PR #236, opened 2020-09-23
Only upload Prod containers when Version file is updated

pcraig3:
This pull request changes our deployment action so that we only upload containers to production if the Version file is updated.

We used to have one action that would: 

- Run a terraform security check
- Build a container in the local workspace
- Sign in to Staging Amazon and push the container to the container registry
- Sign in to Prod Amazon and push the container to the container registry

But I've split it out into 3 actions.

1. Run terraform scan & build container in local workspace
2. Wait for 1, then sign in to Staging Amazon and push the container to the container registry
3. Wait for 1, then check if "Version" file updated. If so, sign in to Prod Amazon and push the container to the container registry

### DIFF
--- a/.github/workflows/prod-build-push-container.yml
+++ b/.github/workflows/prod-build-push-container.yml
@@ -1,0 +1,85 @@
+name: Prod — Push container to ECR
+
+on:
+  push:
+    branches: [main]
+    paths:
+      - "VERSION"
+
+env:
+  ECR_REPOSITORY: covid-alert-portal-terraform
+  GITHUB_SHA: ${{ github.sha }}
+
+jobs:
+  push-prod:
+    runs-on: ubuntu-latest
+    steps:
+      - name: Wait for container to pass Django CI 3.6 Test
+        uses: fountainhead/action-wait-for-check@v1.0.0
+        id: wait-for-CI-tests-3_6
+        with:
+          token: ${{ secrets.GITHUB_TOKEN }}
+          checkName: test (3.6)
+          ref: ${{ github.sha }}
+
+      - name: Wait for container to pass Django CI 3.7 Test
+        uses: fountainhead/action-wait-for-check@v1.0.0
+        id: wait-for-CI-tests-3_7
+        with:
+          token: ${{ secrets.GITHUB_TOKEN }}
+          checkName: test (3.7)
+          ref: ${{ github.sha }}
+
+      - name: Wait for container to pass Django CI 3.8 Test
+        uses: fountainhead/action-wait-for-check@v1.0.0
+        id: wait-for-CI-tests-3_8
+        with:
+          token: ${{ secrets.GITHUB_TOKEN }}
+          checkName: test (3.8)
+          ref: ${{ github.sha }}
+
+      - name: Checkout
+        uses: actions/checkout@v2
+
+      - name: Read VERSION file
+        id: version
+        uses: juliangruber/read-file-action@v1
+        with:
+          path: ./VERSION
+
+      - name: Build Covid Portal
+        run: docker build -t base --build-arg GITHUB_SHA_ARG=$GITHUB_SHA .
+
+      - name: Configure Production AWS credentials
+        id: aws-production
+        uses: aws-actions/configure-aws-credentials@v1
+        with:
+          aws-access-key-id: ${{ secrets.PROD_AWS_ACCESS_KEY_ID }}
+          aws-secret-access-key: ${{ secrets.PROD_AWS_SECRET_ACCESS_KEY }}
+          aws-region: ca-central-1
+
+      - name: Login to Production Amazon ECR
+        id: login-ecr-prod
+        uses: aws-actions/amazon-ecr-login@v1
+
+      - name: Tag Images for Production
+        env:
+          ECR_REGISTRY: ${{ steps.login-ecr-prod.outputs.registry }}
+          VERSION: ${{ steps.version.outputs.content }}
+        run: |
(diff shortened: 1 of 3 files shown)


.github/workflows/staging-deploy.yml
```diff
@@ -6,7 +6,6 @@ on:
 
 jobs:
   deploy-portal-service:
-    if: github.ref == 'refs/heads/main' && github.event_name == 'push'
```
pcraig3, line 9: Pretty sure this is just duplicating the conditional at the top of the file:

```
on:
  push:
    branches: [main]
```

.github/workflows/build-container.yml
```diff
@@ -0,0 +1,57 @@
+name: Build container
+
+on:
+  push:
+    branches: [main]
+
+jobs:
+  terraform-security-scan:
```
bryan-robitaille, line 8: Thinking we can drop this `terraforom-security-scan` as it's already running in the Terraform.yml flow on any PR's that touch the `config/terraform/aws` path as well as any pushes to `main`

.github/workflows/build-container.yml
```diff
@@ -0,0 +1,57 @@
...
+
+      - name: Wait for container to pass Django CI 3.8 Test
+        uses: fountainhead/action-wait-for-check@v1.0.0
+        id: wait-for-CI-tests-3_8
+        with:
+          token: ${{ secrets.GITHUB_TOKEN }}
+          checkName: test (3.8)
+          ref: ${{ github.sha }}
+
+      - name: Checkout
```
bryan-robitaille, line 47: Not sure if the remaining actions `Checkout, Read VERSION file, Build COVID Portal` are still required in this file.
The `Build COVID Portal` action is duplicated in both the prod-push-container and staging-build-push-container

.github/workflows/build-container.yml
```diff
@@ -0,0 +1,57 @@
...
+        uses: actions/checkout@v2
+      - name: Terraform security scan
+        uses: triat/terraform-security-scan@v2.0.1
+        env:
+          GITHUB_TOKEN: ${{ secrets.GITHUB_TOKEN }}
+
+  build-container:
+    needs: terraform-security-scan
+    runs-on: ubuntu-latest
+    steps:
```
bryan-robitaille, line 22: These 3 wait actions should be moved to `prod-push` and `staging-build-push` and this file can be deleted.  The two build and push actions are currently not waiting for the Python checks to pass.

.github/workflows/prod-push-container.yml
```diff
@@ -0,0 +1,67 @@
...
+      - name: Login to Production Amazon ECR
+        id: login-ecr-prod
+        uses: aws-actions/amazon-ecr-login@v1
+
+      - name: Tag Images for Production
+        env:
+          VERSION: ${{ steps.version.outputs.content }}
+        run: |
+          docker tag base $PROD_ECR_REGISTRY:$GITHUB_SHA
+          docker tag base $PROD_ECR_REGISTRY:$VERSION
```
bryan-robitaille, line 54: Nice!  I didn't think of loading the version file to tag the image.

bryan-robitaille (changes requested):
I think we can tweak these a little more.  Let's chat tomorrow during our Dev stand up to quickly go over some possible changes.

.github/workflows/build-container.yml
pcraig3: Okay, removed.

.github/workflows/build-container.yml
pcraig3: You're right. I was thinking that we could save time by building it once. I think (🤔 ) that the container is built in the same place, so building it twice in the staging + prod actions is wasted effort.

.github/workflows/build-container.yml
pcraig3: Pushed an update to test if waiting starts working.

.github/workflows/prod-push-container.yml
pcraig3: 👍  it's great! been working so far.

.github/workflows/build-container.yml
pcraig3: You were right all along. New update does what you suggested.

.github/workflows/build-container.yml
pcraig3: Nope, you were right. Removed this file.

.github/workflows/prod-build-push-container.yml
```diff
@@ -0,0 +1,83 @@
...
+
+on:
+  push:
+    branches: [version-pr]
+    paths:
+      - "VERSION"
+
+env:
+  GITHUB_SHA: ${{ github.sha }}
+  PROD_ECR_REGISTRY: ${{ secrets.PROD_ECR_REGISTRY }}
```
pcraig3, line 11: @bryan-robitaille, I was wondering why this one is different than the staging one though. Ie, here the value is a secret vs in staging we wait for the output of a previous step. Shouldn't we do it the same way in both files?

bryan-robitaille: Was just following the Server teams precedent in which everything regarding Prod seems to be secret.

pcraig3: Yup, all good. If we get the variable from the past command, we can remove the secret in this repo.

pcraig3:
Okay, all good. Tested this merging onto another branch and both jobs ran. Should be good to merge.

bryan-robitaille (approved):
Awesome!  Let's get this merged 🎉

#### PROBLEM TO WORK ON:
Take the lines from the first line of the listing to the line containing "- Build a container in the local workspace". Please print them exactly, ends included, with nothing else.

#### OUTPUT OF THE TASK:
PR #236, opened 2020-09-23
Only upload Prod containers when Version file is updated

pcraig3:
This pull request changes our deployment action so that we only upload containers to production if the Version file is updated.

We used to have one action that would: 

- Run a terraform security check
- Build a container in the local workspace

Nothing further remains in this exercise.